The fact that traditional Chinese
celestial sciences have parallels with Greek, Persian and Indian sciences
suggests not only that they may have common archaic origins, but also that
there may have been some cross-fertilization in historical times. However,
these shared characteristics are fuse with distinctively Chinese developments.

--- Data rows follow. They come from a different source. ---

PR #60927, opened 2024-03-07
svelte/ci: Add vitest target for client/web-sveltekit

### LINKED ISSUE #60882: Run vitest in CI

fkling:
Closes #60882 

This commit adds a new target to run the unit tests inside client/web-sveltekit with vitest.

We have an existing vitest rule (macro?) but that expects the existence of a vitest.config.ts file, which client/web-sveltekit doesn't have. The test config is defined in `vite.config.ts`. Therefore I'm using the vitest binary directly.

## Test plan

CI

### DIFF
--- a/client/web-sveltekit/BUILD.bazel
+++ b/client/web-sveltekit/BUILD.bazel
@@ -1,6 +1,7 @@
 load("@bazel_skylib//rules:build_test.bzl", "build_test")
 load("@npm//:defs.bzl", "npm_link_all_packages")
-load("@npm//:vite/package_json.bzl", vite_bin = "bin")
+load("@npm//client/web-sveltekit:vite/package_json.bzl", vite_bin = "bin")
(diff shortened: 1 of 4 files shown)


client/web-sveltekit/BUILD.bazel
```diff
@@ -109,7 +112,6 @@ vite_bin.vite(
     srcs = SRCS + BUILD_DEPS + CONFIGS,
     args = [
         "build",
-        "--force",
```
fkling, line 112: This option got removed in vite 5.1

jamesmcnamara (approved):
I agree it is strange it is taking so long.

I also created a [PR off your PR](https://github.com/sourcegraph/sourcegraph/pull/60931) to unify the uses of vitest so we only have a single macro and any goodies that are added upstream automatically flow into your target.

But you can feel free to take it or leave it.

The Western and Indian traditions are rooted in the ancient Mesopotamian and
Egyptian observation of the horizon, through the heliacal (with the Sun) rising
and setting of stars and planets, and the ecliptic, the Sun’s annual path
through the constellations. Chinese astronomy and astrology, on the other hand,
are both circumpolar and equatorial: they observe the northern circumpolar
stars (which never set at the latitudes of China) and, in particular, the
passage of the stars across the meridian (the great circle through the Pole and
the observer’s zenith, the point directly overhead).

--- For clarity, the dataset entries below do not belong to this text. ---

PR #60931, opened 2024-03-07
Updates vitest macro

jamesmcnamara:
Makes the vitest macro more generic to support web-svelte use cases
## Test plan
Ran target locally and it is included in CI

### DIFF
--- a/dev/defs.bzl
+++ b/dev/defs.bzl
@@ -1,13 +1,13 @@
 "Bazel rules"
 
-load("@aspect_rules_swc//swc:defs.bzl", "swc")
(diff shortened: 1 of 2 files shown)


dev/defs.bzl
```diff
@@ -91,8 +91,6 @@ def npm_package(name, srcs = [], **kwargs):
     """
     replace_prefixes = kwargs.pop("replace_prefixes", {})
 
-    package_type = kwargs.pop("type", "commonjs")
-
```
fkling, line 95: This seems to be a mistake? It causes all builds to fail. I'm adding it back...

PR #38, opened 2025-07-23
[TC2] Multiple Clients Receive Personalized Notifications Using Socket Rooms

z3nL:
## Preface
#37 implemented firing follow suggestion notifications at regular intervals for users whose "best times" fell in the allowance window of the cron job. The caveat to this, however, was that the test plan was deliberately structured so that only the _one_ user that was signed in fell within the allowance window during the test so we could easily verify what happens when that user falls out ("nothing", expectedly). 

## Overview
The notification system has been expanded so that multiple users can be signed into the app at the same time and receive follow suggestions personalized to them.
- On connection to the WebSocket server after user sign-in, the client socket instance emits an event to subscribe the server socket instance to a private room marked by the user's userID, stylized "user_ _userID"_

- The cron job runs the same as previously implemented, eventually calling **notifyUsers** if needed. 

- Instead of globally emitting a notification event on completion, **notifyUsers** now emits a notification event to a user through their corresponding channel name.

A system of 28 lunar mansions, or
xiu –in effect segments of the sky radiating out from the Pole- was established
along the equator in the 1st millennium BCE.
This approach, based on equatorial
Moon stations, is found in Babylonian astronomy before 1000BCE, suggesting an
early common origin. The xiu marker stars were selected according to their
approximation in RA (Right Ascension, the measure along the celestial equator),
to the dividing lines radiating out from the Pole. Circumpolar stars correlated
with the equatorial Moon stations; these stars were the abodes of the heavenly
bureaucrats who oversaw the earthly administration of the emperor, the “Son of
Heaven”.
The 28 xiu are divided into four
equatorial “palaces” of seven xiu each: the Green (or Blue) Dragon (east and
spring), the Vermilion Bird (south and summer), the White Tiger (west and
autumn) and the Black Tortoise (north and winter). The circumpolar sky forms
the fifth “Central Palace”. This division brings astronomy into harmony with the ancient symbolism of the “Five Elements or
Agents”, found everywhere in Chinese occultism.
Horoscopes giving planetary
positions as a means of reading character or fate, are not characteristic of
Chinese astrology until relatively late, reflecting an importation from the
mature traditions of Indian and Islamic astrology.
The popular version of the “Chinese
zodiac” takes one element of Chinese astrology and applies it to years,
symbolized through a cycle of animals: rat, buffalo, tiger, hare, dragon,
snake, horse, goat, monkey, cock, dog and pig. The origins of the Chinese
animal zodiac remain a mystery, and despite attempts to derive it from the
zodiac of Western tradition, a common link has not yet been found.